In a large roasting pan, saute onions and garlic in oil until transparent and

lightly browned, about 3 minutes. Add salt, pepper and TVP (or seitan) and

saute 3 minutes. Add bell peppers, crusher red pepper, and oregano; saute

another 3 minutes.
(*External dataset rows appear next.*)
Issue #27, opened 2023-03-29
Missing Doc Items


justin808:
- [x] Doc for how to setup cron jobs, equivalent to [Heroku Scheduler](https://elements.heroku.com/addons/scheduler)

PR #29, opened 2023-03-29
Add scheduled jobs to docs

justin808:
Partial fix for #27


justin808:
I created the example YML file.

PR #40, opened 2023-05-04
Set commit as runtime env var when building image

rafaelgomesxyz:
- Sets commit as runtime env var `GIT_COMMIT` when building image, by providing it to `docker build` through `--build-arg`
- Raises error if Dockerfile can't be found when building image

### DIFF
--- a/lib/command/build_image.rb
+++ b/lib/command/build_image.rb
@@ -32,7 +32,7 @@ module Command
       build_args = []
       build_args.push("GIT_COMMIT=#{commit}") if commit
 
-      cp.image_build_with_docker(image_url, dockerfile: dockerfile, build_args: build_args)
+      cp.image_build(image_url, dockerfile: dockerfile, build_args: build_args)
 
       progress.puts("\nPushed image to '/org/#{config.org}/image/#{image_name}'.")
     end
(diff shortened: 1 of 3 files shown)


lib/command/build_image.rb
```diff
@@ -11,18 +11,30 @@ class BuildImage < Base
...
       ensure_docker_running!
 
       dockerfile = config.current[:dockerfile] || "Dockerfile"
       dockerfile = "#{config.app_cpln_dir}/#{dockerfile}"
 
+      raise "Can't find Dockerfile at '#{dockerfile}'." unless File.exist?(dockerfile)
+
       progress.puts("Building image from Dockerfile '#{dockerfile}'...\n\n")
 
-      cp.image_build(latest_image_next, dockerfile: dockerfile)
```
justin808, line 25: @rafaelgomesxyz should we remove `cp.image_build`?

justin808 (changes requested):
clean up image_build?

lib/command/build_image.rb
rafaelgomesxyz: I wasn't sure if we wanted to keep it around to maybe use it for something else, but ok, removed it and renamed `image_build_with_docker` to `image_build`.

justin808: why image_build and not build_image?

justin808 (approved):

lib/command/build_image.rb
rafaelgomesxyz: Just keeping it consistent with Sergey's original function names, which are all in the `noun + verb` form. We might want to rename all methods to the `verb + noun` form, we just have to be consistent.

Add tomato sauce, red wine, and basil, stir well and bring

to simmer.

 

Cover and bake for 1 hour.

 

Serve with pasta of your choice.

 

Source:

" The Meat-Lover's Vegetarian Cookbook "

Copyright:

" 1997 by Steven Ferry & Tanya Petrovna "

 

- - - - - - - - - - - - - - - - - - -

 

Per Serving (excluding unknown items): 388 Calories; 24g Fat (61.3% calories

from fat); 5g Protein; 29g Carbohydrate; 6g Dietary Fiber; 1mg Cholesterol;

2081mg Sodium. Exchanges: 1/2 Grain(Starch); 3 Vegetable; 5 Fat.

 

NOTES : For the beef (TVP or seitan), we recommend Heartline's chunky chicken

TVP product--it has an excellent texture for beef!

Nutr. Assoc. : 0 0 0 0 0 0 0 0 0 0 0 0 0 0 0

 

 

* Exported from MasterCook *

 

Basic Tomato Sauce

 

Recipe By :Steven Ferry & Tanya Petrovna

Serving Size : 0 Preparation Time :0:00

Categories :

 

Amount Measure Ingredient -- Preparation Method

-------- ------------ --------------------------------

1/2 cup olive oil

1 onion -- finely chopped

8 garlic cloves -- finely chopped

2 fresh, ripe tomatoes -- chopped

1 28 oz can chopped tomatoes

1 tablespoon fresh thyme

1 tablespoon fresh basil

1 tablespoon fresh oregano

1/2 teaspoon red pepper flakes

1/4 cup red wine

1 tablespoon salt

1 teaspoon pepper

1/2 cup sake or red wine

1 cup vegetable stock -- beef flavored

 

In a large skillet, saute onion and garlic until transparent and lightly

browned. Add fresh tomatoes and saute 2 minutes.

 

Add remaining ingredients and simmer 1/2 to 2 hours.

 

Source:

" The Meat-Lover's Vegetarian Cookbook "

Copyright:

" 1997 by Steven Ferry & Tanya Petrovna "

Yield:

" 7 cups "

 

- - - - - - - - - - - - - - - - - - -

 

Per Serving (excluding unknown items): 1399 Calories; 115g Fat (72.9% calories

from fat); 15g Protein; 81g Carbohydrate; 15g Dietary Fiber; 2mg Cholesterol;

8133mg Sodium. Exchanges: 2 Grain(Starch); 9 1/2 Vegetable; 22 1/2 Fat.

 

NOTES : makes 6 to 8 cups. This sauce improves with age, so feel free to double

the recipe and keep unused portions in the fridge for several weeks.